Consumers Scramble to Cover Expenses as Savings Dwindle

Consumers’ “reserves” to tackle life’s emergencies and everyday expenses — their savings — are evaporating.

According to Goldman Sachs research, as reported by the Wall Street Journal, U.S. households have spent 35% of the “extra” $2.7 trillion in savings accumulated while the pandemic raged, and by the end of the year, that drawdown will have reached 65%. Inflation has forced many of us to dip into savings accounts to offset the loss of purchasing power. The pressures are apparent in the statistics that in 2020, consumers saved nearly 17% of their disposable income. The most recent percentage, as we noted here, was 3.4%.

In the meantime, the savings consumers have on hand, as tracked by PYMNTS, shows a steady downtrend. 

It’s a pain point for the paycheck-to-paycheck economy (which, by now, envelops nearly two-thirds of us).

Spending More than We Take In

At the end of last year, joint research from PYMNTS and LendingClub showed that an estimated 31 million — or 12% — of U.S. consumers spent more than they earned in the six months prior to October 2022.  

Drill down a bit, and we see the ability to make up for that shortfall has become increasingly out of reach. 

The paycheck-to-paycheck consumers are half as likely to be stable savers and seven times more likely to have neither savings nor saving capacity than those not living paycheck to paycheck.
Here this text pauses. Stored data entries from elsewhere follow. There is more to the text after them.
PR #724, opened 2026-01-08
fix: exclude stream_options parameter from non-OpenAI providers

### LINKED ISSUE #720: [BUG]: Using `mistral` through PlatformProvider fails with unexpected keyword argument 'stream_options'
**`any-llm` version**: 1.6.0
**Python Version**: 3.11.11

### Describe the bug
Error message:
```
  File "/Users/hareeshbahuleyan/Desktop/mzai_github/any-llm/src/any_llm/providers/platform/platform.py", line 132, in _stream_with_usage_tracking
    async for chunk in stream:
  File "/Users/hareeshbahuleyan/Desktop/mzai_github/any-llm/src/any_llm/providers/mistral/mistral.py", line 116, in _stream_completion_async
    mistral_stream = await self.client.chat.stream_async(model=model, messages=messages, **kwargs)  # type: ignore[arg-type]
                           ^^^^^^^^^^^^^^^^^^^^^^^^^^^^^^^^^^^^^^^^^^^^^^^^^^^^^^^^^^^^^^^^^^^^^^^
TypeError: Chat.stream_async() got an unexpected keyword argument 'stream_options'
```
I believe that `stream_options` is not a parameter supported by mistral? Possibly some other providers too?

### Example w/ Code
Run Platform Provider with streaming:
```
import dotenv
from any_llm import AnyLLM
dotenv.load_dotenv()

llm = AnyLLM.create("mistral")

response = llm.completion(
    model="mistral-medium-latest",
    messages=[{"role": "user", "content": "Fun things to do on New Year's Day"}],
    stream=True,
)

# Accumulate the streamed content
full_content = ""
for chunk in response:
    if hasattr(chunk, 'choices') and chunk.choices:
        content = chunk.choices[0].delta.content
        if content:
            full_content += content
            print(content, end="")
```

tbille:
## Description

Fixes `TypeError` when using non-OpenAI providers through PlatformProvider with streaming enabled.

PlatformProvider was automatically setting `stream_options={"include_usage": True}` for all providers to enable usage tracking in streaming responses. However, this OpenAI-specific parameter is not supported by several providers (Anthropic, Cerebras, Cohere, Gemini, Mistral, Ollama, Together), causing runtime errors.

This PR adds intelligent `stream_options` handling that:
- **Auto-enables** `stream_options` for supported providers (OpenAI, HuggingFace, etc.)
- **Temporarily removes** `stream_options` for unsupported providers during API calls
- **Restores** original values after provider calls to prevent mutation
- **Maintains** explicit errors for direct provider usage (no silent parameter dropping)

### Technical Implementation

The solution centralizes compatibility logic in the PlatformProvider wrapper:

```python
PROVIDERS_WITHOUT_STREAM_OPTIONS = {
    "anthropic", "cerebras", "cohere", "gemini",
    "mistral", "ollama", "together"
}
```

For unsupported providers, `stream_options` is temporarily set to `None` before the API call and restored afterward, preventing parameter mutation while fixing the compatibility issue.

### Provider Verification

Online documentation research confirmed:
- **Unsupported:** Anthropic, Cerebras, Cohere, Gemini, Mistral, Ollama, Together
- **Supported:** OpenAI, HuggingFace (via [OpenAI-compatible API](https://huggingface.co/docs/huggingface_hub/en/package_reference/inference_client))

## PR Type

- 🐛 Bug Fix
- ✨ Enhancement

## Relevant issues

Fixes #720

## Test Coverage

Added **16 comprehensive unit tests**:
- Auto-enable for supported providers (1 test)
- Removal for unsupported providers (7 parameterized tests)
- User-specified preservation (1 test)
- Value restoration after calls (7 parameterized tests)

Created `mock_streaming_chunks` fixture for test code reuse.

**Total:** 41 unit tests (25 existing + 16 new) - ✅ All passing

```bash
# Run all platform provider tests
uv run pytest tests/unit/providers/test_platform_provider.py -v

# Run only stream_options tests
uv run pytest tests/unit/providers/test_platform_provider.py -k "stream_options" -v
```

## Checklist
- [ ] **AI Usage:**
    - [ ] No AI was used.

## AI Usage Information

- **AI Model used:** Claude Sonnet 4.5 (1M context)
- **AI Developer Tool used:** Claude Code CLI
- **Details:** AI assisted with implementation design, comprehensive test writing, online provider documentation research to verify `stream_options` support, test refactoring with fixtures, and identifying all 7 affected providers

### DIFF
--- a/tests/unit/providers/test_platform_provider.py
+++ b/tests/unit/providers/test_platform_provider.py
@@ -1,3 +1,4 @@
+from collections.abc import AsyncIterator
 from datetime import datetime
 from unittest.mock import AsyncMock, Mock, patch
 from uuid import UUID
@@ -7,6 +8,7 @@ import pytest
 from any_llm_platform_client import DecryptedProviderKey
 from pydantic import ValidationError
 
+from any_llm.constants import LLMProvider
 from any_llm.exceptions import MissingApiKeyError
 from any_llm.providers.openai import OpenaiProvider
 from any_llm.providers.platform import PlatformProvider
@@ -88,6 +90,44 @@ def mock_platform_client() -> Mock:
     mock_client.aget_solved_challenge = AsyncMock(return_value=UUID("550e8400-e29b-41d4-a716-446655440000"))
     mock_client.get_public_key = Mock(return_value="mock-public-key")
     return mock_client
+
+
+@pytest.fixture
+def mock_streaming_chunks() -> list[ChatCompletionChunk]:
+    """Fixture for mock streaming chunks with usage data."""
+    return [
+        ChatCompletionChunk(
+            id="chatcmpl-123",
+            model="test-model",
+            created=1234567890,
+            object="chat.completion.chunk",
+            choices=[
+                ChunkChoice(
+                    index=0,
+                    delta=ChoiceDelta(role="assistant", content="Hello"),
+                    finish_reason=None,
+                )
+            ],
+        ),
+        ChatCompletionChunk(
+            id="chatcmpl-123",
+            model="test-model",
+            created=1234567890,
+            object="chat.completion.chunk",
+            choices=[
+                ChunkChoice(
+                    index=0,
+                    delta=ChoiceDelta(),
+                    finish_reason="stop",
+                )
+            ],
+            usage=CompletionUsage(
+                prompt_tokens=10,
+                completion_tokens=5,
+                total_tokens=15,
+            ),
+        ),
+    ]
 
 
 def test_platform_key_valid_format() -> None:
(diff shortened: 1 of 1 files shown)


src/any_llm/providers/cerebras/cerebras.py
```diff
@@ -51,8 +51,10 @@ class CerebrasProvider(AnyLLM):
 
     @staticmethod
     def _convert_completion_params(params: CompletionParams, **kwargs: Any) -> dict[str, Any]:
-        # Cerebras does not support providing reasoning effort
-        converted_params = params.model_dump(exclude_none=True, exclude={"model_id", "messages", "stream"})
+        # Cerebras does not support providing reasoning effort or stream_options
+        converted_params = params.model_dump(
+            exclude_none=True, exclude={"model_id", "messages", "stream", "stream_options"}
```
HareeshBahuleyan: Q: Do we still get usage data by default (when streaming) for those providers who do not support this param?

tbille: Yes, the stream_options parameter is not required for the posting to work.

tbille:
@njbrake I think it makes sense. I reverted the PR and the logic to be in the platform provider. I let claude make some research of the providers that doesn't support the streaming option for now and captured them in a hardcoded list (in the platform provider) + added a bunch of tests so we don't revert this by mistake :) 

Let me know what you think of this

src/any_llm/providers/platform/platform.py
```diff
@@ -94,11 +94,40 @@ async def _acompletion(
...
+        # 2. We isolate the workaround to where it's needed (platform wrapper)
+        # 3. We don't silently ignore user-specified parameters
+        providers_without_stream_options = {
+            "anthropic",
+            "cerebras",
+            "cohere",
+            "gemini",
+            "mistral",
+            "ollama",
+            "together",
```
njbrake: Please use the `constants.LLMProvider` enum values, not strings

src/any_llm/providers/platform/platform.py
```diff
@@ -94,11 +94,40 @@ async def _acompletion(
...
-        if params.stream and params.stream_options is None:
-            params.stream_options = {"include_usage": True}
-
-        completion = await self.provider._acompletion(params=params, **kwargs)
+        # List of providers that don't support stream_options
+        # Instead of modifying individual providers to silently drop this parameter,
+        # we handle it here in the platform wrapper. This way:
+        # 1. Users calling providers directly get clear errors if unsupported
+        # 2. We isolate the workaround to where it's needed (platform wrapper)
+        # 3. We don't silently ignore user-specified parameters
```
njbrake:
```suggestion
        # List of providers that don't support stream_options and automatically return token usage. This list may need to be updated if a provider updates its usage of stream options
```

src/any_llm/providers/platform/platform.py
```diff
@@ -94,11 +94,40 @@ async def _acompletion(
...
+            "mistral",
+            "ollama",
+            "together",
+        }
+
+        # Enable usage data in streaming responses for providers that support it
+        if params.stream:
+            provider_name = self.provider.PROVIDER_NAME
+
+            if provider_name in providers_without_stream_options:
```
njbrake:
```suggestion
            if self.provider.PROVIDER_NAME in providers_without_stream_options:
```

src/any_llm/providers/platform/platform.py
```diff
@@ -94,11 +94,40 @@ async def _acompletion(
...
+            "anthropic",
+            "cerebras",
+            "cohere",
+            "gemini",
+            "mistral",
+            "ollama",
+            "together",
+        }
+
+        # Enable usage data in streaming responses for providers that support it
```
njbrake:
```suggestion
```
Preference thing (feel free to not accept this suggestion), I tend to not care about comments that explain simple operations of the code. Idk if this was AI generated but I found Claude likes to comment every little piece of logic, I have a custom extra rule in Cursor/CC that says "after you write the code to solve the problem, go back and delete all the comments that are verbose and explaining obvious functionality". 

Some misc ML background is that Claude writing those comments into the code helps it generate the code better (due to the auto-regressive nature of LLM generation) so it makes sense to allow it to initially generate the comment. But imo after the code is written to implement the comment, the comment is no longer necessary.

src/any_llm/providers/platform/platform.py
```diff
@@ -94,11 +94,40 @@ async def _acompletion(
...
+        if params.stream:
+            provider_name = self.provider.PROVIDER_NAME
+
+            if provider_name in providers_without_stream_options:
+                # Remove stream_options for providers that don't support it
+                original_stream_options = params.stream_options
+                params.stream_options = None
+                completion = await self.provider._acompletion(params=params, **kwargs)
+                # Restore original value after the call
+                params.stream_options = original_stream_options
```
njbrake: Why do we need to restore the value?

src/any_llm/providers/platform/platform.py
```diff
@@ -94,11 +94,40 @@ async def _acompletion(
...
+
+        # Enable usage data in streaming responses for providers that support it
+        if params.stream:
+            provider_name = self.provider.PROVIDER_NAME
+
+            if provider_name in providers_without_stream_options:
+                # Remove stream_options for providers that don't support it
+                original_stream_options = params.stream_options
+                params.stream_options = None
+                completion = await self.provider._acompletion(params=params, **kwargs)
```
njbrake:
```suggestion
                if params.stream_options is not None:
                    logger.warning("You have set stream_options to True but this provider does not support the setting, dropping the setting")
                params.stream_options = None
                completion = await self.provider._acompletion(params=params, **kwargs)
```
Need a warning. The syntax isn't quite right but this is the general idea

tests/unit/providers/test_platform_provider.py
```diff
@@ -90,6 +91,44 @@ def mock_platform_client() -> Mock:
...
+                    finish_reason="stop",
+                )
+            ],
+            usage=CompletionUsage(
+                prompt_tokens=10,
+                completion_tokens=5,
+                total_tokens=15,
+            ),
+        ),
+    ]
```
njbrake, line 130: Does this fixture exist somewhere else? Seems like a common mock that we might already have elsewhere.

tests/unit/providers/test_platform_provider.py
```diff
@@ -872,3 +911,239 @@ async def test_non_streaming_includes_total_duration(
     call_args = mock_post_usage.call_args
     assert call_args.kwargs["total_duration_ms"] is not None
     assert call_args.kwargs["total_duration_ms"] > 0
+
+
+# Tests for stream_options handling
+
+
```
njbrake:
```suggestion
```

tests/unit/providers/test_platform_provider.py
```diff
@@ -872,3 +911,239 @@ async def test_non_streaming_includes_total_duration(
...
+@patch("any_llm_platform_client.AnyLLMPlatformClient.get_decrypted_provider_key")
+@patch("any_llm.providers.platform.platform.post_completion_usage_event")
+async def test_stream_options_auto_enabled_for_supported_provider(
+    mock_post_usage: AsyncMock,
+    mock_get_decrypted_provider_key: Mock,
+    any_llm_key: str,
+    mock_decrypted_provider_key: DecryptedProviderKey,
+    mock_streaming_chunks: list[ChatCompletionChunk],
+) -> None:
+    """Test that stream_options is auto-enabled for providers that support it (e.g., OpenAI)."""
```
njbrake: This should probably iterate over all the supported providers I think?

tests/unit/providers/test_platform_provider.py
```diff
@@ -872,3 +911,239 @@ async def test_non_streaming_includes_total_duration(
...
+    [
+        "anthropic",
+        "cerebras",
+        "cohere",
+        "gemini",
+        "mistral",
+        "ollama",
+        "together",
+    ],
+)
```
njbrake: Hmm. These two tests (this one and the other one that was added) can probably be combined into a single one. If you look at the conftest.py you'll see the fixture we have that iterates over all the providers. Then, you can have this list in order to decide whether the stream_options should be dropped vs not dropped.

tests/unit/providers/test_platform_provider.py
```diff
@@ -872,3 +911,239 @@ async def test_non_streaming_includes_total_duration(
...
+
+    # Verify that stream_options was None when passed to the provider (i.e., it was removed)
+    assert captured_stream_options is None
+
+
+@pytest.mark.asyncio
+@patch("any_llm_platform_client.AnyLLMPlatformClient.get_decrypted_provider_key")
+@patch("any_llm.providers.platform.platform.post_completion_usage_event")
+async def test_stream_options_preserved_when_user_specifies_it(
+    mock_post_usage: AsyncMock,
```
njbrake, line 1014: Hmm ok I think this answers my earlier question about why we restore the stream_options key after we dropped it. I think as long as we log a clear warning that we are ignoring the value it is ok.

I'm also thinking that maybe we should  make a copy of params in the platform instead of modifying params in place. Like what happens if multiple python functions are running in async and sharing a ref to that object? If we drop stream_options from params even for just a few cycles, there's a race condition where the other threads using the params object may accidentally use the value without stream_options set, which would be unintended.

tests/unit/providers/test_platform_provider.py
```diff
@@ -872,3 +911,239 @@ async def test_non_streaming_includes_total_duration(
...
+        "anthropic",
+        "cerebras",
+        "cohere",
+        "gemini",
+        "mistral",
+        "ollama",
+        "together",
+    ],
+)
+async def test_stream_options_restored_after_unsupported_provider_call(
```
njbrake: Could this test be combined with the test above it?

tests/unit/providers/test_platform_provider.py
tbille: Great catch on the race condition! I've addressed both points:

1. ✅ **Warning added**: Now logging a clear warning when user-specified `stream_options` must be ignored:
   ```python
   if params.stream_options is not None:
       logger.warning(
           f"stream_options was set but {self.provider.PROVIDER_NAME} does not support it. "
           "The parameter will be ignored for this request."
       )
   ```

2. ✅ **Using model_copy()**: Changed from mutating params in place to creating copies to prevent race conditions:
   ```python
   params_copy = params.model_copy()
   params_copy.stream_options = None
   completion = await self.provider._acompletion(params=params_copy, **kwargs)
   ```

This ensures thread safety - the original `params` object is never mutated, so concurrent async operations won't see unexpected state changes.

tbille: @njbrake just tested this comment reply with claude 😅

src/any_llm/providers/platform/platform.py
tbille: Updated to make a copy of the parameters 🫡

tests/unit/providers/test_platform_provider.py
tbille: After checking, it's it doens't

src/any_llm/providers/platform/platform.py
```diff
@@ -94,11 +95,37 @@ async def _acompletion(
...
+        if params.stream:
+            if self.provider.PROVIDER_NAME in providers_without_stream_options:
+                if params.stream_options is not None:
+                    logger.warning(
+                        f"stream_options was set but {self.provider.PROVIDER_NAME} does not support it. "
+                        "The parameter will be ignored for this request."
+                    )
+                params_copy = params.model_copy()
+                params_copy.stream_options = None
+                completion = await self.provider._acompletion(params=params_copy, **kwargs)
```
njbrake, line 119: I forget if this would work or not, and it's fine to ignore this, but if it works this might be a cleaner approach idk
```suggestion
                params_copy = params.model_copy()
                params_copy.stream_options = None
                completion = await self.provider._acompletion(params=params.model_dump(exclude=['stream_options'], **kwargs)
```

tests/unit/providers/test_platform_provider.py
```diff
@@ -872,3 +912,152 @@ async def test_non_streaming_includes_total_duration(
...
+        # Unsupported providers
+        LLMProvider.ANTHROPIC,
+        LLMProvider.CEREBRAS,
+        LLMProvider.COHERE,
+        LLMProvider.GEMINI,
+        LLMProvider.MISTRAL,
+        LLMProvider.OLLAMA,
+        LLMProvider.TOGETHER,
+    ],
+)
```
njbrake, line 937: Only slight concern is that this is neither a comprehensive list of our supported providers, and has no handling for when new providers are added.

tbille: Maybe we could have some checklist when adding a new provider?

src/any_llm/providers/platform/platform.py
tbille: Trying this out

tbille: No, it has a syntax error and model_dump() returns a dict but _acompletion() expects a CompletionParams object. The current code is correct.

The data also shows that there are exogenous shocks in the mix that make it hard to pad savings. About 65% of paycheck-to-paycheck consumers have experienced a financially stressful event in the past three years.  

Those unexpected events can be cataclysmic to financial well-being, including job loss or a medical emergency. In a world where half of the paycheck-to-paycheck consumers say their salary only covers basic expenses and they can’t afford to save money, the negative ripple effects can be long term.

The chart below shows that 48% of those living paycheck to paycheck with issues paying bills have no savings and cannot save. A third of those who take home $50,000 annually are in that cohort. And at a high level, 17.5% of all respondents have no savings and are not saving. 

There are 13.3% who are not saving but have some savings — and we note the stats above show that those savings will likely be drawn down over the coming months. 

As to the dollar amounts coming into the new year that were in the proverbial coffers: Consumers living paycheck to paycheck with issues paying bills reported having savings of $2,460, on average, in November 2022. This is nearly one-third of the average savings held by those living paycheck to paycheck without issues ($7,200).

In the January 2023 iteration of the Paycheck to Paycheck report, more than a quarter of U.S. consumers said they expect their financial situations to worsen in the current year. Inflation is the most pressing reason for that outlook, while nearly 32% see lower savings on the horizon.

The most obvious way to alleviate some of the pressures lies in throttling spending. 

The latest readings show that only a minority of consumers expect to make significant purchases this year. Among paycheck-to-paycheck consumers, regardless of whether they struggle to pay their monthly bills, 30% plan to spend on leisure travel.  

Only about 22% of those living without difficulty and 29% of those struggling said they would purchase expensive electronics or appliances. A relatively anemic 20% of consumers in the middle-income bracket — those earning $50,000 to $100,000 annually — expect to spend money on “big-ticket” electronics, clothing or gifts in the months ahead.